For instance: Before the days of easy DNA sequencing (ie, before the mid-90's), if you wanted to discover what hormone was doing what inside an animal, you had to find out where it was being made/secreted, and then collect enough of that tissue to isolate the hormone. What this meant was lots n' lots of animal parts, since the secretetory tissue is almost always tiny.

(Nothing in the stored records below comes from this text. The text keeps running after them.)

PR #3063, opened 2016-03-24
Add info on becoming a team member

ichernev:
To keep the team growing healthy we need a more formal initiation procedure.


ichernev:
Merged in 5fcecb53601a542bf0abc7510c17ce8ad13d7c22

PR #3070, opened 2016-03-28
Kyrgyz_kg locale support

Chyngyz:
Added Kyrgyz language support

### DIFF
--- a/src/locale/kg.js
+++ b/src/locale/kg.js
@@ -1,0 +1,78 @@
+//! moment.js locale configuration
+//! locale : kyrgyz (kg)
+//! author : Chyngyz Arystan uulu : https://github.com/chyngyz
+
+
+import moment from '../moment';
+
+var suffixes = {
+    0: '-чү',
+    1: '-чи',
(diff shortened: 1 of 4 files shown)


Oire:
@Chyngyz, thanks a lot! To me it seems perfect! I was surprised though that Kyrgyz month names are the same as Russian ones :).

Chyngyz:
@Oire hey, thanks for accepting this, actually we have Kyrgyz translations for the month names, but people just don't use it (month names are long, they are two word names), especially on the web :)

ichernev:
@Chyngyz thank you for contributing. According to the wiki page about Kyrgyz https://en.wikipedia.org/wiki/Kyrgyz_language the locale code is `ky` not `kg`. Can you please update the filename and locale abbreviation to match?

Chyngyz:
@ichernev Sorry thanks for pointing this, changed to `ky`.

ichernev:
Merged in ba6f5f3e6075d437256ee8ce0ad8d026c2b31a12

PR #2869, opened 2016-01-06
Fix months parsing for stranger locales

ichernev:
This fixes #2841

TODO:
- [ ] add weekdays in the mix
- [ ] test with months ending in dot and enable it there too
- [x] sort regex parts by reverse length
- [ ] add tests specific to this feature
- [ ] fix polish monthsParse hack

PR #3078, opened 2016-03-31
Fix parsing for months/weekdays with weird characters

ichernev:
This is a better implementation for #2782 (fixing #2801). It is a continuation of #2869 (which had to be shipped faster, without all the intended improvements).

- [x] implement for weekdays
- [x] add tests for weekdays


ichernev:
This is ready to go. The amount of locales that were fixed with this PR is just immense. I wonder how we didn't get more complaints earlier. @mj1856 @icambron quick review?

icambron:
Wow, awesome work. It makes sense to me, but I was very cursory.

maggiepint:
Those handleStrictParse functions are a classic example of why Javascript needs a real null coalescing operator. They're as good as they can be without the language having that though.

ichernev:
@maggiepint yeah, all I was missing was goto to make it complete :D

src/lib/utils/index-of.js
```diff
@@ -0,0 +1,18 @@
+var indexOf;
+
+if (Array.prototype.indexOf) {
```
socketpair: Es6 must provide it, please dont reinvent wheel.

src/lib/units/day-of-week.js
```diff
@@ -92,9 +100,77 @@ export function localeWeekdaysMin (m) {
...
+            mom = createUTC([2000, 1]).day(i);
+            this._minWeekdaysParse[i] = this.weekdaysMin(mom, '').toLocaleLowerCase();
+            this._shortWeekdaysParse[i] = this.weekdaysShort(mom, '').toLocaleLowerCase();
+            this._weekdaysParse[i] = this.weekdays(mom, '').toLocaleLowerCase();
+        }
+    }
+
+    if (strict) {
+        if (format === 'dddd') {
+            ii = indexOf.call(this._weekdaysParse, llc);
```
socketpair: Es6: https://babeljs.io/repl/#?evaluate=true&presets=es2015%2Ces2015-loose%2Creact%2Cstage-0%2Cstage-1%2Cstage-2%2Cstage-3&code=const%20qwe%3D'e'%20in%20%5B'qwe'%5D%3B%0Aconsole.log(qwe)

src/lib/units/day-of-week.js
```diff
@@ -160,3 +236,96 @@ export function getSetISODayOfWeek (input) {
...
+    shortPieces.sort(cmpLenRev);
+    longPieces.sort(cmpLenRev);
+    mixedPieces.sort(cmpLenRev);
+    for (i = 0; i < 7; i++) {
+        shortPieces[i] = regexEscape(shortPieces[i]);
+        longPieces[i] = regexEscape(longPieces[i]);
+        mixedPieces[i] = regexEscape(mixedPieces[i]);
+    }
+
+    this._weekdaysRegex = new RegExp('^(' + mixedPieces.join('|') + ')', 'i');
```
socketpair: Should each piece be escaped ? Note, there is RegExp.escape function in es6

ichernev:
@socketpair we're not using es6 features, only the module system.

ichernev:
Merged in 41fdb58572546740c3a840ebd36fbe9e1bcdc9cb

PR #3081, opened 2016-03-31
Add siSwati (ss) locale

Nicolaidavies:
Add a locale for siSwati (Swaziland, southern Africa)


Oire:
@Nicolaidavies, thanks a lot! I believe, it's the first Bantu language we have in Moment.js :).  
@mj1856, @ichernev, does it need to be rebased or it is OK like this?

ichernev:
@Nicolaidavies thank you! Looks good.
@Oire its good, sometimes Matt requests all commits to be squashed together, we do that if the number of commits its excessive (yes its subjective :)).

ichernev:
Merged in a1bd429 fixup in 3c8ea4d

PR #3082, opened 2016-03-31
Use relative AMD moment dependency

dasa:
Use a relative AMD dependency so that it's not required to have the `main` defined for the `moment` package.

### DIFF
--- a/templates/locale-header.js
+++ b/templates/locale-header.js
@@ -1,6 +1,6 @@
 ;(function (global, factory) {
    typeof exports === 'object' && typeof module !== 'undefined'
        && typeof require === 'function' ? factory(require('../moment')) :
-   typeof define === 'function' && define.amd ? define(['moment'], factory) :
+   typeof define === 'function' && define.amd ? define(['../moment'], factory) :
    factory(global.moment)
 }(this, function (moment) { 'use strict';


dasa:
Please close this PR if https://github.com/moment/moment/pull/1989 is still valid.

icambron:
Should this change also include removing the "main" property from package.json? (Honest question - I can never keep track of how all these module loaders work)

ichernev:
@icambron well nobody does, that is part of the problem. I don't think we have to remove the main.

@dasa, how is using `moment` instead of `../moment` not using the main property? Also I'm way too worried this is going to break somebody's workflow. When you use relative paths it works no matter where you put it; with this change (loading `moment`) requires you to have a "global" module `moment`. If its in `libs/` or any other location it won't work.

dasa:
@ichernev - this PR is to change the locales from using `moment` to `../moment`.

dasa:
An alternative solution for avoiding requiring `main` to be defined could be to use `moment/moment`, but I'd prefer `../moment` if that's acceptable.

maggiepint:
So, I'm not good at module loading stuff, but I want to clean house on pull requests, so I'm wondering, what specific problem does this fix? Like, 'when I am using system.js and I want to do x, I can't do that because y, and this fixes that'.
Without that understanding, it's hard to determine why to make this kind of change, especially since we have concern that it may break the workflow of others.

dasa:
This change is to remove the requirement to have to define a `main` for the `moment` package in AMD. See: http://requirejs.org/docs/api.html#packages
If `moment` is made to be a sibling, then with this change, the user doesn't have to predefine the `moment` package at all.

ichernev:
OK, I'm merging this, as requirejs' maintainers suggested.

ichernev:
Merged in fb9a5c368eea746bda8d310705cdfb21787fd7ee

Issue #2980, opened 2016-02-22
Feature request: ES6 have RegExp.escape(). So don't reinvent wheel.


socketpair:
I mean `src/lib/parse/regex.js` file

mj1856:
A PR would be welcome.

icambron:
Er...would still need a polyfill, right?

socketpair:
Yes. Using babel is always require polyfill. Babel is configurable, so when nodejs/Chrome/FF/etc will support features without polyfill, we can configure Babel not to use polyfills/transformations for some features.

maggiepint:
I"m removing up-for-grabs. At the moment Babel isn't in the project, so I don't know how this could be done before Tim gets done with that.

icambron:
@ichernev mentioned elsewhere (I forget where) that we weren't using non-ES6 features other than modules. I took that to mean that we wouldn't use the Babel-supplied polyfills for those features; i.e. that the source code should be valid ES5+modules. I'm not sure I agree with that, but we should clear up what the rules are before doing this.

ashsearle:
This issue should probably be closed.  The proposal for `RegExp.escape` was [rejected by TC39 a while ago](https://github.com/benjamingr/RegExp.escape/issues/37).

PR #3090, opened 2016-04-05
Switch transpiler to babel and rollup

timrwood:
:exclamation: Not ready for merging :exclamation: 

This is the start of replacing esperanto with babel and rollup. This transpiles the entire `src` directory into `build/cjs` in a commonjs module format, and uses that to run unit tests. It also builds some umd artifacts currently, though I am missing quite a few still.

TODO:
- [ ] Create `locales.js`
- [ ] Create `moment-locales.js`
- [ ] Custom locales builder.
- [ ] Unit tests for browser
- [ ] Retain comment headers in built files

A potentially breaking change is that the locale files no longer `export default`. I'm not sure anyone was using them as `var es = require('moment/locale/es')` anywhere. I changed this so that rollup wouldn't complain about not declaring a module name for each of those files, I'm not sure if there is another way around this.


ichernev:
The `src/locales.js` and `src/test/all.js` -- can we autogenerate those when we need to use them, I hope they won't be part of the repo when this is merged.

mj1856:
See also #2980

maggiepint:
@timrwood do you want help on this? Can't say it's my area of expertise, but I'd like to see it done. Tell me what to do and I'll play with it a bit.

maggiepint:
Closing. Iskren finished in different branch.

Issue #3020, opened 2016-03-08
Formatting as ISO8601 should use a Z when in UTC mode


mj1856:
Currently, a moment in UTC mode (such as `moment.utc()`, or `moment().utc()`, etc.) is formatted with a `+00:00` offset when `.format()` is called with no parameters.

Example:
![image](https://cloud.githubusercontent.com/assets/1396388/13615875/3c467172-e52c-11e5-838c-9a0f4e6d5b14.png)

For best conformance to ISO8601/RFC3339, when the time zone is *explicitly* UTC then we should use `Z` instead of `+00:00`.

The difference is semantic only, though important in some contexts.  For example, `+00:00` might be from London in the winter, or from several places in Africa.  But `Z` is always UTC.

icambron:
See #2078

icambron:
Also #2375

theotow:
@mj1856 i would like to help, i have the enviroment up, can you give me another hint how to proceed, thanks

maggiepint:
Tracked by #3098

PR #3098, opened 2016-04-08
Using Z suffix when in UTC mode (#3020)

lcarva:
As described in issue #3020, a moment in UTC mode
should be formatted, by default, with the letter Z
as a suffix instead of the time zone, +00:00.

### DIFF
--- a/src/lib/moment/format.js
+++ b/src/lib/moment/format.js
@@ -3,6 +3,7 @@ import { hooks } from '../utils/hooks';
 import isFunction from '../utils/is-function';
 
 hooks.defaultFormat = 'YYYY-MM-DDTHH:mm:ssZ';
+hooks.defaultFormatUtc = 'YYYY-MM-DDTHH:mm:ss[Z]';
 
 export function toString () {
     return this.clone().locale('en').format('ddd MMM DD YYYY HH:mm:ss [GMT]ZZ');
@@ -23,6 +24,9 @@ export function toISOString () {
 }
 
 export function format (inputString) {
-    var output = formatMoment(this, inputString || hooks.defaultFormat);
+    if (!inputString) {
+        inputString = this.isUtc() ? hooks.defaultFormatUtc : hooks.defaultFormat;
+    }
+    var output = formatMoment(this, inputString);
     return this.localeData().postformat(output);
 }
--- a/src/test/moment/create.js
+++ b/src/test/moment/create.js
@@ -605,25 +605,25 @@ test('non iso 8601 strings', function (assert) {
 });
 
 test('parsing iso week year/week/weekday', function (assert) {
-    assert.equal(moment.utc('2007-W01').format(), '2007-01-01T00:00:00+00:00', '2008 week 1 (1st Jan Mon)');
-    assert.equal(moment.utc('2008-W01').format(), '2007-12-31T00:00:00+00:00', '2008 week 1 (1st Jan Tue)');
-    assert.equal(moment.utc('2003-W01').format(), '2002-12-30T00:00:00+00:00', '2008 week 1 (1st Jan Wed)');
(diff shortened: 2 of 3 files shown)


icambron:
+1 on the implementation. The only other possibility to consider is whether it makes sense to have a Z-like token that formats "Z" or a numerical offset based on whether it's UTC or not and then use that token in the ISO format; i.e. move the `if (isUTC()` code out of the ISO implementation and into the (or rather a) token implementation.

But I think it's probably fine as-is.

lcarva:
@icambron I like the idea of using a token since it's more generic and would work with any kind of formatting, not just the default. I think this can be done by editing https://github.com/moment/moment/blob/b135bf1a6d58ff94287f0a21455bfa6a1ddc7226/src/lib/units/offset.js#L20 to simply return the letter Z instead of the time offset. Thoughts?

maggiepint:
Just a heads up on this PR. I _think_ if this gets merged, it's going to exacerbate the effect of moment/moment-timezone#312 . Dates in London time, without BST, are going to start being formatted with an offset of ``Z`` instead of the correct ``+00:00``.
It's not a problem with this PR, it's a problem with the way moment timezone and moment interact. But in any case, I wanted to point out that this will happen.

mj1856:
@maggiepint - right.  let's fix it in moment proper, then address the moment-timezone side.  Even if times in London are temporarily formatted with a `Z`, that won't break anything much.  Yes, those should be `+00:00`, but like I said, it's a semantic difference only.

Also - I don't think it matters to us, but worth mentioning that [RFC3339 allows `-00:00` also](https://tools.ietf.org/html/rfc3339#section-4.3), which is supposed to mean that the time *isn't* UTC, and the original offset isn't `+00:00` either, but you've *converted* to UTC and lost track of the original offset.  :confused:

ichernev:
After `-00:00` we just need a method that finds the lost offset a-la https://xkcd.com/416/ ;-)
Lets schedule this for next release.

ichernev:
Merged in 5a93650710477e51ac048bc4b14ec09a4e3c609a

leolannenmaki:
We actually got bitten by a bug caused by this change in production :(

The quick fix was:
```
-    "moment": "^2.10.6",
+    "moment": "~2.10.6",
```

We send a date to an external API using `moment.utc().format()`. We deployed the service again and because of the version range that we allowed in our `package.json` the version of moment jumped to 2.13.0.

The external API parsed the format `2016-05-18T19:20:27+00:00` fine but didn't manage to parse `2016-05-18T19:20:03Z` and that caused issues.

mj1856:
@leolannenmaki - Thanks for the feedback, and sorry to hear this caused a production bug for you.

However, I'd suggest that since both `+00:00` and `Z` are valid representations by ISO8601 and RFC3339, and `Z` is *extremely* common (such as with the JS `Date.toISOString` function and others), that you should consider the external API to have a bug if it can't accept `Z`.

leolannenmaki:
No worries :)

I completely agree that the external API has a bug in this case. I think it's using some old PHP lib to parse the date. The problem is just that we don't have control over it. I'd just like you guys to consider in the future that these kind of bugfixes / conforming to the spec can also be backward incompatible major changes in a sense.

paulfalgout:
I also got bitten in production by this update as utc dates no longer adhere to `moment.defaultFormat`  So in modifying the defaultFormat, simply because I needed to send an oddly formatted date in UTC my code broke.
I think this is probably a good update, but it was certainly breaking.
However the bigger issue I think is that this new functionality seems to be undocumented.  So modifying `defaultFormat` appears to have no effect and according to the documentation it is the old interface.

mj1856:
@paulfalgout - sorry for the trouble.  Sometimes the line between "bug fix" and "breaking change" is fuzzy.

Issue #2762, opened 2015-11-19
Format token to emit hours 01-24 instead of 00-23


mj1856:
We can currently *parse* a value with `24` in the hours field, representing midnight at the end of a day.  However, we cannot currently emit such a value when *formatting*.

Parsing was added in #1965
Formatting was discussed recently in #2758

Suggest `k` (1-24) and `kk` (01-24) to match Java and iOS APIs.

Important: This requires some pre-processing, as combination of `hours == 0` and `k` or `kk` being present in the format must subtract a whole day from the output of all other tokens.

Example:

```javascript
moment('2015-12-01T00:00:00').format('YYYY-MM-DD HH:mm') // 2015-12-01 00:00
moment('2015-12-01T00:00:00').format('YYYY-MM-DD kk:mm') // 2015-11-30 24:00
```

mj1856:
Note `k` & `kk` also matches [CLDR/LDML](http://unicode.org/reports/tr35/tr35-dates.html#Date_Field_Symbol_Table).

not-an-aardvark:
Hello. I've been looking into implementing this, but I'm a bit confused about the expected behavior, specifically when a format string contains both the `HH` and the `kk` tokens.

```js
// (assuming these are being run at midnight on the start of the 6th day of the month)

moment().format('[The day is] DD, [the HH-hour is] HH')
// Expected: 'The day is 06, the HH-hour is 00'

moment().format('[The day is] DD, [the kk-hour is] kk')
// Expected: 'The day is 05, the kk-hour is 24'

moment().format('[The day is] DD, [the HH-hour is] HH, [the kk-hour is] kk')
// Expected: 'The day is __, the HH-hour is 00, the kk-hour is 24'
// Should the day above be 05 or 06?
```

maggiepint:
I think that last scenario just isn't supported. If someone uses kk, then take one day off. There really isn't a good alternative that I can think of.

not-an-aardvark:
Thanks for the clarification.

It might be worth noting that other date-formatting APIs that implement the `kk` token actually don't actually touch the day at all -- they just output the hour and day as-is. ([Example in Java](https://gist.github.com/not-an-aardvark/3bc31a0e357d953fbd91cee8fa7b4590))

Also, use of `24` as an hour is supported for times other than midnight (e.g. 24:59), whereas `moment.format('2016-04-08T24:30')` is invalid with the current parsing behavior.

[...]

PR #3102, opened 2016-04-10
Add k and kk formatting tokens

not-an-aardvark:
This fixes issue #2762.

The consensus from that issue seemed to be that the presence of the `kk` token should not modify the value of other tokens, so that is the behavior that is implemented here.

It should be noted that this decision introduces a bit of an inconsistency, given that the parsing behavior introduced [here](/moment/moment/pull/1965) does change the day when an hour of 24 is present.

In other words,

```js
moment('2016-04-09T24:00:00')
// yields a moment representing midnight at the start of April 10th, introduced in #1965

moment('2016-04-09T24:00:00').format('YYYY-MM-DD[T]kk:mm:ss')
// "2016-04-10T24:00:00" (different from the original format string that was parsed)
```

---

I'm not extremely familiar with the internal codebase, so please let me know if there's anything that I did incorrectly or that I should add.


ichernev:
Looks good, thank you @not-an-aardvark ! Will merge in next release.

ichernev:
Merged in 486a9dbe863df09658dc6c7393b002849dd22447

Issue #2927, opened 2016-01-28
Locale-aware moment.weekdays* methods


polkovnikov-ph:
How do I get list of weekdays in proper locale-aware order?

sokolovstas:
+1 for now I have only this workaround
```
this.weekdays = moment.weekdaysMin();
this.weekdays.push(this.weekdays.shift());
```

mj1856:
Seems like there should be an option to pass a boolean `true` to `moment.weekdays()` (and similar functions.  The docs even call this out:

> Note: Currently, weekdays always have Sunday as index 0, regardless of the local first day of the week.

You can use `moment.localeData().firstDayOfWeek()` to determine the first day of the week, but it seems like this should be a built-in option.

mj1856:
Note to potential implementers: Existing setter functionality must be preserved.  Test if value is a boolean or a number.

Changron:
I'll take this one.
Just to make sure,
```
moment.weekdays(boolean, index)
```
Is it ok to let the boolean be the first parameter?
Btw, should I add a unit test of it?

komalg:
I am using 2.14.1 version of moment in my AngularJs project.
I tried moment.localeData().firstDayOfWeek() to get first day of week for a region (being local specific). firstDayOfWeek() method cannot be recognised it seems.

seven-cd:
Not sure how to implement this?
This gives error:

`moment().locale('hr').localeData().weekdays(true)`

seven-cd:
I just saw it was never merged.

PR #3103, opened 2016-04-10
Locale-aware moment.weekdays issue #2927

Changron:
fix issue #2927  
moment.weekdays(true) to sort list by the first day of week according to locale data
moment.weekdays(true, NUMBER) to get the #NUMBER day in sorted weekdayList

### DIFF
--- a/src/lib/locale/lists.js
+++ b/src/lib/locale/lists.js
@@ -27,7 +27,7 @@ function list (format, index, field, count, setter) {
     return out;
 }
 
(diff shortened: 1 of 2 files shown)


ichernev:
Close this in favor of #3105.

ichernev:
The format argument needs to be preserved for the locales that have separate 'standalone'/'format' weekdays, like `be`, also reorganized the code a bit.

A colleague at his old school, I think it was Liverpool University, in one study collected and dissected hundreds of camel heads to get their little pituitary glands. He himself spent an entire year getting at the sinus gland in crabs. He ended up dissecting _ten thousand_ crab eyes - under a microscope. If that whole 18 months had gone to waste, i bet he would have gone insane (which is up for debate anyway, I suppose). Lucky for all of us, that particular study of his actually worked: he discovered a couple hormones, and his published report became relatively famous in crustacean circles. Heh. crustacean circles, I like that image.
His point, at the end, was that he published that paper in 1991. In 2001, you get one sample of tissue, and in three weeks you can have all the contents or whatever sequenced. Job done. I'm sure the NHS Home for Blind Spider Crabs is disappointed.
My favorite was the story of a study at Bangor University looking at quail hormones. The Dr. in charge had three post-grad assistants in his research whose jobs was to cut the heads hundreds of live quail (using a "little quail guillotine"), extract whatever gland he needed, and discard the heads; infamously in a collection bucket. Two of the assistants later had nervous breakdowns. Dr. Webster said somthing like: "It probably had something to do with the fact that the heads continued to blink at them even after they'd been lying in the bucket for awhile."